### [ACTION ITEM]
Scan the data below. Pull out each line where "extern" occurs.

### [TASK MATERIAL]
PR #391, opened 2020-12-04
Application will now use Nvidia card if available

CybernetHacker14:
#### Application uses integrated graphics by default
Even if an Nvidia card is available, the application uses integrated graphics solution like Intel UHD graphics. We need to change the settings in Nvidia Control Panel for that particular application.

#### PR impact

#### Proposed fix
In this [post](https://www.reddit.com/r/gamedev/comments/bk7xbe/psa_for_anyone_developing_a_gameengine_in_c/) mentioned on Cherno's Discord Server, a solution is stated regarding this problem. The highlighted code block in that post is added to `HazelnutApp.cpp`. This enables the application to launch with the high-performance GPU instead of the integrated one.

#### Additional context
As stated in the above mentioned post, this solution works only for Windows. Also, I have tested it on my fork, and it works, but it may need some additional testing on other machines. 

Reference link : https://www.reddit.com/r/gamedev/comments/bk7xbe/psa_for_anyone_developing_a_gameengine_in_c/

### DIFF
--- a/Hazel/src/Hazel/Core/EntryPoint.h
+++ b/Hazel/src/Hazel/Core/EntryPoint.h
@@ -11,8 +11,10 @@ extern "C" {
 	__declspec(dllexport) uint32_t NvOptimusEnablement = 0x00000001;
 }
 
-int main(int argc, char** argv) {
-=======
+extern "C" {
+	__declspec(dllexport) DWORD NvOptimusEnablement = 0x00000001;
+}
+
 int main(int argc, char** argv)
 {
 >>>>>>> 9ee977d... Updated as per @lovely_santa 's suggestion
--- a/Hazel/src/Hazel/Core/EntryPoint.h
+++ b/Hazel/src/Hazel/Core/EntryPoint.h
@@ -16,7 +16,7 @@ extern "C" {
 }
 
 extern "C" {
-	__declspec(dllexport) DWORD NvOptimusEnablement = 0x00000001;
+	__declspec(dllexport) uint32_t NvOptimusEnablement = 0x00000001;
 }
 
 int main(int argc, char** argv)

### [YOUR SOLUTION]
@@ -11,8 +11,10 @@ extern "C" {
+extern "C" {
@@ -16,7 +16,7 @@ extern "C" {
 extern "C" {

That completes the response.